Implement invalidCharHandler for Single-Byte Encodings by DecimalTurn · Pull Request #388 · pillarjs/iconv-lite

DecimalTurn · 2026-03-21T02:45:22Z

As suggested in #53 (comment), this PR implements the invalidCharHandler as an optional argument part of the EncodeOptions. I remain open to discuss and make changes for this implementation.

Motivation

To keep the scope of this PR small and focused, it's limited to only SBCS. I consider that even without having support for all encodings, this would still be beneficial since the majority of encodings that can't represent all Unicode codepoints remain single-byte.

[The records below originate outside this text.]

PR #633, opened 2019-01-25
Handle compile to jar switch

lukaszwawrzyk:
I added a small check. If previously we were compiling to class files, the analysis with previous products will contain plain files. If current compilation is to jar (compile-to-jar was just enabled), it will try to do incremental compilation based on plain class files, which does not make sense. Most of the code in zinc assumes that if compile to jar is enabled for current compilation it was enabled for the previous one, which is convenient. So I added this simple check in the beginning - if a product of previous compilation was not a class in jar, compilation starts with empty analysis.

### DIFF
--- a/internal/zinc-classfile/src/main/scala/sbt/internal/inc/JarUtils.scala
+++ b/internal/zinc-classfile/src/main/scala/sbt/internal/inc/JarUtils.scala
@@ -102,7 +102,7 @@ object JarUtils {
    * that changes between compilation runs (incremental compilation cycles).
    * Caching may hide those changes and lead into incorrect results.
    */
-  val scalacOptions = Set("-YdisableFlatCpCaching")
+  val scalacOptions: Set[ClassFilePath] = Set("-YdisableFlatCpCaching")
 
   /**
    * Options that have to be specified when running javac in order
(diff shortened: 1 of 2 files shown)


typesafe-tools:
To validate this pull request against other sbt modules, please visit <A HREF="https://jenkins.scala-sbt.org:8592/job/sbt-validator/parambuild/?sbt=develop&zinc=pull/633/head&io=develop&librarymanagement=develop&util=develop&website=develop&deploy_to_bintray=false&run_sbt_community=false&verbose_dbuild=false&community_verbose=false">this link.</A>

jvican (approved):
LGTM

eed3si9n (approved):

niktrop:
@lukaszwawrzyk Does it handle change in other direction?

lukaszwawrzyk:
@niktrop Yes, the other direction was working before. Files that refer to jars just won't be found.

lukaszwawrzyk:
@jvican @eed3si9n Could you make a M2 release with this PR? It would help with testing and allow merging of https://github.com/JetBrains/intellij-scala/pull/453
Thanks!

eed3si9n:
Sounds good.

eed3si9n:
Zinc 1.3.0-M2 is on its way to Maven Central.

I think this PR would solve an issue with the recent update to the VS Code EditorConfig extension. The issue arise when it tried to enforce latin1 encoding on-save without checking if the encoding would cause a loss of information (editorconfig/editorconfig-vscode#474). This could be prevented if VS Code was able to detect lossy conversions and prevent them with a callback as mentioned here.

Implementation

As described in the README changes, the new feature would provide the following:

For single-byte encoding, invalidCharHandler can be used to observe unsupported characters and warn or throw. You can also stop early by returning true from the handler, in which case encode() returns null.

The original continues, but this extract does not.